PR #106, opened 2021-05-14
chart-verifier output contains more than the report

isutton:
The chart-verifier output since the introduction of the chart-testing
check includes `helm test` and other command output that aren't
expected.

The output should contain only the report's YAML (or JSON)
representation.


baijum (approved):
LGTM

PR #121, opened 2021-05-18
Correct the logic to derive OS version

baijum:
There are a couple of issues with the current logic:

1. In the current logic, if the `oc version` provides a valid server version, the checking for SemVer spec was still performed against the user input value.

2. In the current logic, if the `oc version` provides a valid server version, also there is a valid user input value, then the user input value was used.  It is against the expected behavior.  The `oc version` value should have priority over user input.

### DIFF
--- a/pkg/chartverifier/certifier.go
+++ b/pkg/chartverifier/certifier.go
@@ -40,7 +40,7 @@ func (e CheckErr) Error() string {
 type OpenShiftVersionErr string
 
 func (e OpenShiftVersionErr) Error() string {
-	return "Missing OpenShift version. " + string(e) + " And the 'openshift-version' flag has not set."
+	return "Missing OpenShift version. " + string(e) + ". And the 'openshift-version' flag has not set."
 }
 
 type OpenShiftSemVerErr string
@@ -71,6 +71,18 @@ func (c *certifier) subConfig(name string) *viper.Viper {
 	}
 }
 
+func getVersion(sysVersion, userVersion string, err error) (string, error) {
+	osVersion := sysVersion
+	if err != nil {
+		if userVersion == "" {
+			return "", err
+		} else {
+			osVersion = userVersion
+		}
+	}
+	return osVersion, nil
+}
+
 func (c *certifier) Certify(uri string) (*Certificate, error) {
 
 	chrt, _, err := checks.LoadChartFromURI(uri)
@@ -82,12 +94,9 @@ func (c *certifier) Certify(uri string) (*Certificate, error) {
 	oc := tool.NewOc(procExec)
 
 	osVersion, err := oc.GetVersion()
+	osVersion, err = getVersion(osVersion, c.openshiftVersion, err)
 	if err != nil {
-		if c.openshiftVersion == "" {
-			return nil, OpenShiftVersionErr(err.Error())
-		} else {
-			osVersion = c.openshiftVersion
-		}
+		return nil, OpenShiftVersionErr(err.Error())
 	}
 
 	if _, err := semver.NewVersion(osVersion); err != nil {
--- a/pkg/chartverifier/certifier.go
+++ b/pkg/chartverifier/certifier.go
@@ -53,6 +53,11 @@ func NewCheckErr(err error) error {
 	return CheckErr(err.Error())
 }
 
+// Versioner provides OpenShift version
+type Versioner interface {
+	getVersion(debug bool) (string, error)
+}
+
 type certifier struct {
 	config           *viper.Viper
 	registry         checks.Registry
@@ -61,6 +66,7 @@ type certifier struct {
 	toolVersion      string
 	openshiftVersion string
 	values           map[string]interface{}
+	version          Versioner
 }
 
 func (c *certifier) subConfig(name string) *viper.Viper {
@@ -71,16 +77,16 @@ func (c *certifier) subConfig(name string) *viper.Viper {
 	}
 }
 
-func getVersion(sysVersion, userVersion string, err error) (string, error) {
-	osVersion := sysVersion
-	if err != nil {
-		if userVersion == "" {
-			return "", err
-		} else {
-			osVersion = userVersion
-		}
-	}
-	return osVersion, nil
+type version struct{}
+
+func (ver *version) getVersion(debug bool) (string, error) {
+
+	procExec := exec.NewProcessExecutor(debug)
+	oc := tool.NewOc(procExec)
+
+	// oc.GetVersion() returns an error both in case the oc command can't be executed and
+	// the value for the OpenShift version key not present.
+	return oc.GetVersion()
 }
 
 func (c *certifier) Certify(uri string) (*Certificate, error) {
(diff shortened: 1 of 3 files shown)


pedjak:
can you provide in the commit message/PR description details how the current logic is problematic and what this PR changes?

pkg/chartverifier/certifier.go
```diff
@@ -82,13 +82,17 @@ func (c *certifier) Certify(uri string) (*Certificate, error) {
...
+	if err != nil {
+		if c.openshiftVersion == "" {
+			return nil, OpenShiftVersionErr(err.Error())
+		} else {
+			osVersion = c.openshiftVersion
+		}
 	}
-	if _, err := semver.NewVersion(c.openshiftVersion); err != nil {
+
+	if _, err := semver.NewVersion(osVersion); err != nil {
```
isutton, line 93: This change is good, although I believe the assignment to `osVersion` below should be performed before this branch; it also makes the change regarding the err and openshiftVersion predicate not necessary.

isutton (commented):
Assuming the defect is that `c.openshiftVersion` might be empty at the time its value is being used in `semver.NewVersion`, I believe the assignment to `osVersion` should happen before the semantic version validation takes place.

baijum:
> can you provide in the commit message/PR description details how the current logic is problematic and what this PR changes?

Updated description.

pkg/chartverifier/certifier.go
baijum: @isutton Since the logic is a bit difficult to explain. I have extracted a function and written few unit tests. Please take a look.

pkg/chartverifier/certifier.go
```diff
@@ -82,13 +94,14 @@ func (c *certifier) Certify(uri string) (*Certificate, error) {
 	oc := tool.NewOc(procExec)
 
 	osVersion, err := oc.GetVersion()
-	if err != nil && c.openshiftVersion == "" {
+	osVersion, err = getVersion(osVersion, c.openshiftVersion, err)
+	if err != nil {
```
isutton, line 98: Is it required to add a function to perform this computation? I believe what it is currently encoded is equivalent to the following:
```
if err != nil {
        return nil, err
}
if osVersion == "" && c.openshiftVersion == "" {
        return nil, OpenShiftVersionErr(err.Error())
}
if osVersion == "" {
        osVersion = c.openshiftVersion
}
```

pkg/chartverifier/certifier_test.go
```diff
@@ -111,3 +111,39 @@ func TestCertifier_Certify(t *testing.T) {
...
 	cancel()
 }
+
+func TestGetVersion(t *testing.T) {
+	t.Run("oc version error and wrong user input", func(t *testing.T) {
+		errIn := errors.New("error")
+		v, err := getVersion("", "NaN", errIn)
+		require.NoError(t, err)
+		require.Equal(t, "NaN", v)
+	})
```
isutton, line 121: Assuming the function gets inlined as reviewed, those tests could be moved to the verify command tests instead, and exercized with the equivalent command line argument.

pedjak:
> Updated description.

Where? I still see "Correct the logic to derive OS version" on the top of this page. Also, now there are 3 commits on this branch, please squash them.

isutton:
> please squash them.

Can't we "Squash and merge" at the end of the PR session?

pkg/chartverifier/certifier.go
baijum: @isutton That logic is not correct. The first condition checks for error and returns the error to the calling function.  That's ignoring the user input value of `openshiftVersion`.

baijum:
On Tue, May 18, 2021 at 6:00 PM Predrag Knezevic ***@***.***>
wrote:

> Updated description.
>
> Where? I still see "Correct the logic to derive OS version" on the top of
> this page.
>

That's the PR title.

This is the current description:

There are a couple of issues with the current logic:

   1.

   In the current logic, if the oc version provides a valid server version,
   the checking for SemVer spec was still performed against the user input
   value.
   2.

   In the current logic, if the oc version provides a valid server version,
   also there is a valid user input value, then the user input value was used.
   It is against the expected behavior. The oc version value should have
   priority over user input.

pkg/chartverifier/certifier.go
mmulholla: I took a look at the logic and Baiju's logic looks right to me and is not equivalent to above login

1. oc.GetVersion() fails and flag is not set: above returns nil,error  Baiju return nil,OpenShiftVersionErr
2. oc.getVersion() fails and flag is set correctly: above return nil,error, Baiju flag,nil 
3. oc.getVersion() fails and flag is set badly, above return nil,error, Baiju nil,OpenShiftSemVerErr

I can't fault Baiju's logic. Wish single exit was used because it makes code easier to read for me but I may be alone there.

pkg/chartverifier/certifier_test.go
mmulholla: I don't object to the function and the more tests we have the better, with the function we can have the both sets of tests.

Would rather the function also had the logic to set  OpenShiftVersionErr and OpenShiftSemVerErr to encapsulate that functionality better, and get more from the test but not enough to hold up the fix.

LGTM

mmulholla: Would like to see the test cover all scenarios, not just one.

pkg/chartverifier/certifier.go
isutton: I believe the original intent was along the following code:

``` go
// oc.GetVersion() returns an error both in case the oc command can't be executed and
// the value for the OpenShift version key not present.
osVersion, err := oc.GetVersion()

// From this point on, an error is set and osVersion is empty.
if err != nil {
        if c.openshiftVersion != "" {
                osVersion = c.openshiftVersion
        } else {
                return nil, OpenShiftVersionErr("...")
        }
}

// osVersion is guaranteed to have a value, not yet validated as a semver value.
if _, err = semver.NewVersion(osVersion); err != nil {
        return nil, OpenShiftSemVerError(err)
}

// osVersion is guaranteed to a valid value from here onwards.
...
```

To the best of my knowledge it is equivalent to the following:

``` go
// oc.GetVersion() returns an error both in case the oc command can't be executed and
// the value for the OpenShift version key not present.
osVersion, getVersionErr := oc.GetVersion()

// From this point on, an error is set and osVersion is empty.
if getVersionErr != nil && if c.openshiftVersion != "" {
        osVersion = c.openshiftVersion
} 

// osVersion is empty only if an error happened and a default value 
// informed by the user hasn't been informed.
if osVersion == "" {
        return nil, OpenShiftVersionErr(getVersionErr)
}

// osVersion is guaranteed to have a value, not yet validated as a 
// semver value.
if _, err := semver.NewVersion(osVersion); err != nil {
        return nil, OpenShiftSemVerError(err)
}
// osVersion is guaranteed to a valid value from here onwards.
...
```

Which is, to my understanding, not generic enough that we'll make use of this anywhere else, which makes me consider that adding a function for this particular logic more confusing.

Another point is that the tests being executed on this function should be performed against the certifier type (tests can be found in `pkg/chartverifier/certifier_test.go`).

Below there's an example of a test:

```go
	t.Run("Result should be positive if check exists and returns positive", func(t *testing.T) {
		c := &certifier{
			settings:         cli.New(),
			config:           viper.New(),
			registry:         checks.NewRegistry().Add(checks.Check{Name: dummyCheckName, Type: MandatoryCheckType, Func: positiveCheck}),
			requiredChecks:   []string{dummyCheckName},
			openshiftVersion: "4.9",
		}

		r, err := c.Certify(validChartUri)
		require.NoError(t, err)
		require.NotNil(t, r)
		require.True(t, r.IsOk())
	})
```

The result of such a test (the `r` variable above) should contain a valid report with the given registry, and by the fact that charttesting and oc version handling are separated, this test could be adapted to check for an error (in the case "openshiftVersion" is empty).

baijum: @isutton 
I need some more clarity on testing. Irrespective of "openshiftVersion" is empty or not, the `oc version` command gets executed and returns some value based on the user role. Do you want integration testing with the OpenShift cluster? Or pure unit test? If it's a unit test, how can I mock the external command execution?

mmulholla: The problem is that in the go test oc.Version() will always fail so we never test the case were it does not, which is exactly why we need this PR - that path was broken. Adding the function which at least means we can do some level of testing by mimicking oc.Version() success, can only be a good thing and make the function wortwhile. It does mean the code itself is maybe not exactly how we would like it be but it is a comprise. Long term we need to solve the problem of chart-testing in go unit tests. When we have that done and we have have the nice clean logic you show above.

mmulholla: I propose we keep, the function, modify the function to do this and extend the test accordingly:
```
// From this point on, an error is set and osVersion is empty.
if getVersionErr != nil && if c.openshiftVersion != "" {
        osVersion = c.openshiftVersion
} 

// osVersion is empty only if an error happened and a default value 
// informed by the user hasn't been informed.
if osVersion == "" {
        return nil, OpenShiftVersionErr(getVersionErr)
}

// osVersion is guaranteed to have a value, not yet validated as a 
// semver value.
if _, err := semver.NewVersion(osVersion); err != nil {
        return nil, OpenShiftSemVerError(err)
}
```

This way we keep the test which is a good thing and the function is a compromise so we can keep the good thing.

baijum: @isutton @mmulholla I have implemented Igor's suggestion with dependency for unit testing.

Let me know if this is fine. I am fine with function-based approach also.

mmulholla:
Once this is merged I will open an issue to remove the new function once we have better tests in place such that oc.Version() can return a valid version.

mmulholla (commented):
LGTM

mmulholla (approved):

...

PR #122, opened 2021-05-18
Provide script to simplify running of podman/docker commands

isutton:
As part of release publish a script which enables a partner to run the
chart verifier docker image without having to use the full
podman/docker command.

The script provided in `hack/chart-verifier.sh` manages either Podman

--

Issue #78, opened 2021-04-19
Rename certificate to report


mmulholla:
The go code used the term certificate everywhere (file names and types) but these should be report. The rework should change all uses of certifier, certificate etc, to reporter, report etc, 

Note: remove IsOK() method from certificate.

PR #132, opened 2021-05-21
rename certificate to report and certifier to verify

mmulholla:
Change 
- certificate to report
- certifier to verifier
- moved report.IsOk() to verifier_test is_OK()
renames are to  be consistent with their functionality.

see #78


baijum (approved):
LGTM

* **Work request**
Wherever the string "term" occurs in the entries, copy that whole line.

* **Answer space**
mmulholla: The problem is that in the go test oc.Version() will always fail so we never test the case were it does not, which is exactly why we need this PR - that path was broken. Adding the function which at least means we can do some level of testing by mimicking oc.Version() success, can only be a good thing and make the function wortwhile. It does mean the code itself is maybe not exactly how we would like it be but it is a comprise. Long term we need to solve the problem of chart-testing in go unit tests. When we have that done and we have have the nice clean logic you show above.
The go code used the term certificate everywhere (file names and types) but these should be report. The rework should change all uses of certifier, certificate etc, to reporter, report etc, 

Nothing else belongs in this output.